Paul O’Grady


2023

pdf bib
Improving Few-Shot Learning with Multilingual Transfer and Monte Carlo Training Set Selection
Antonis Maronikolakis | Paul O’Grady | Hinrich Schütze | Matti Lyra
Proceedings of the 2023 CLASP Conference on Learning with Small Data (LSD)

In industry settings, machine learning is an attractive tool to automatize processes. Unfortunately, annotated and high-quality data is expensive to source. This problem is exacerbated in settings spanning multiple markets and languages. Thus, developing solutions for multilingual tasks with little available data is challenging.
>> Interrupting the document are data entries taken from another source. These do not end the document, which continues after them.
PR #2170, opened 2019-07-30
switch from immutable sets to mutable lists

malaffoon:
The basic problem is that Spring's SnakeYAML doesn't do Sets and doesn't do immutable. So Immutable Sets are right out.

You can create custom resolvers or some such to deal with it but it is surprisingly convoluted. I was hoping i could convince everybody that this is okay. Even though i'm changing the implementation because of technical difficulties, something i advise against generally.

@ftdholbrook, given all your poking around with SnakeYAML, if you know a way to get the deserializer to call a custom setter, that would probably be a more elegant solution. I know how to do it for Jackson YAML, XML, and JSON but it didn't seem to work for Spring's SnakeYAML.

### DIFF
--- a/admin-service/src/test/java/org/opentestsystem/rdw/admin/multitenant/git/OjbectMapperTest.java
+++ b/admin-service/src/test/java/org/opentestsystem/rdw/admin/multitenant/git/OjbectMapperTest.java
@@ -1,10 +1,8 @@
 package org.opentestsystem.rdw.admin.multitenant.git;
 
-import com.fasterxml.jackson.annotation.JsonInclude;
 import com.fasterxml.jackson.core.JsonProcessingException;
 import com.fasterxml.jackson.databind.ObjectMapper;
-import com.fasterxml.jackson.dataformat.yaml.YAMLFactory;
-import com.fasterxml.jackson.dataformat.yaml.YAMLGenerator;
+import com.google.common.collect.ImmutableSet;
 import org.junit.Before;
 import org.junit.Test;
 import org.springframework.beans.factory.config.YamlPropertiesFactoryBean;
@@ -21,6 +19,7 @@ import java.util.Properties;
 import org.opentestsystem.rdw.admin.multitenant.model.ApplicationTenantConfigurationPersistence;
 import org.opentestsystem.rdw.admin.multitenant.model.TenantConfiguration;
 import org.opentestsystem.rdw.multitenant.Tenant;
+import org.opentestsystem.rdw.reporting.common.configuration.AggregateReportingPropertiesTenant;
 import org.opentestsystem.rdw.reporting.common.configuration.ReportingSystemPropertiesImpl;
 
 import static org.assertj.core.api.Assertions.assertThat;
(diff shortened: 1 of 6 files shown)


admin-service/src/test/java/org/opentestsystem/rdw/admin/multitenant/git/OjbectMapperTest.java
```diff
@@ -68,15 +63,40 @@ public void itShouldWriteReportingProperties() throws JsonProcessingException, B
...
+                "aggregateReporting:\n" +
+                "  tenants:\n" +
+                "    TS_S002:\n" +
+                "      assessmentTypes:\n" +
+                "        - \"sum\"\n" +
+                "        - \"iab\"\n" +
+                "        - \"sum\"";
+
+        final ApplicationTenantConfigurationPersistence out =
+                buildFromYaml(new ApplicationTenantConfigurationPersistence(), yaml);
```
malaffoon: Before this change, this line would fail just like the error in QA

admin-service/src/test/java/org/opentestsystem/rdw/admin/multitenant/git/OjbectMapperTest.java
```diff
@@ -68,15 +63,40 @@ public void itShouldWriteReportingProperties() throws JsonProcessingException, B
...
+        assertThat(out.getAggregateReporting().get("tenants").get("TS_S002").getAssessmentTypes())
+                .containsExactlyInAnyOrder("sum", "iab", "sum");
```
malaffoon: note this: when reading via SnakeYAML this does not dedupe.

common/src/main/java/org/opentestsystem/rdw/reporting/common/configuration/AggregateReportingProperties.java
```diff
@@ -13,27 +12,28 @@
...
      */
-    Set<String> getAssessmentTypes();
+    List<String> getAssessmentTypes();
 
     /**
-     * The assessment types a statewide aggregate reporter can select for aggregate reports
+     * @return The assessment types a statewide aggregate reporter can select for aggregate reports
      */
-    Set<String> getStatewideUserAssessmentTypes();
+    List<String> getStatewideUserAssessmentTypes();
```
esotrope: yikes no sets? that is sad

admin-service/src/test/java/org/opentestsystem/rdw/admin/multitenant/git/OjbectMapperTest.java
```diff
@@ -68,15 +63,40 @@ public void itShouldWriteReportingProperties() throws JsonProcessingException, B
...
+
     private TenantConfiguration tenantConfiguration() {
         final ReportingSystemPropertiesImpl reporting = new ReportingSystemPropertiesImpl();
         reporting.setIrisVendorId("IRIS");
 
-        // TODO - add other things
+        final AggregateReportingPropertiesTenant aggregate = new AggregateReportingPropertiesTenant();
+        aggregate.setAssessmentTypes(ImmutableSet.of("sum", "iab"));
+
+        // TODO - add more data to test stuff
```
esotrope: idea here that we test de/serialization of ever field eventually?

common/src/main/java/org/opentestsystem/rdw/reporting/common/configuration/AggregateReportingProperties.java
ftdholbrook: We can't change how spring does binding. :-|

admin-service/src/test/java/org/opentestsystem/rdw/admin/multitenant/git/OjbectMapperTest.java
malaffoon: Yeah. I did just enough to test for the bugs so i could get this checked in.

common/src/main/java/org/opentestsystem/rdw/reporting/common/configuration/AggregateReportingProperties.java
malaffoon: Yeah, technically this is Spring not SnakeYAML - it is when it binds the values from the yaml parsing to the object: there's an if/else block that checks for Array, List, Map ... and that's it.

Few-shot learning is a compelling approach when building solutions in multilingual and low-resource settings, since the method not only requires just a few training examples to achieve high performance, but is also a technique agnostic to language. Even though the technique can be applied to multilingual settings, optimizing performance is an open question. In our work we show that leveraging higher-resource, task-specific language data can boost overall performance and we propose a method to select training examples per their average performance in a Monte Carlo simulation, resulting in a training set more conducive to learning. We demonstrate the effectiveness of our methods in fashion text reviews moderation, classifying reviews as related or unrelated to the given product. We show that our methodology boosts performance in multilingual (English, French, German) settings, increasing F1 score and significantly decreasing false positives.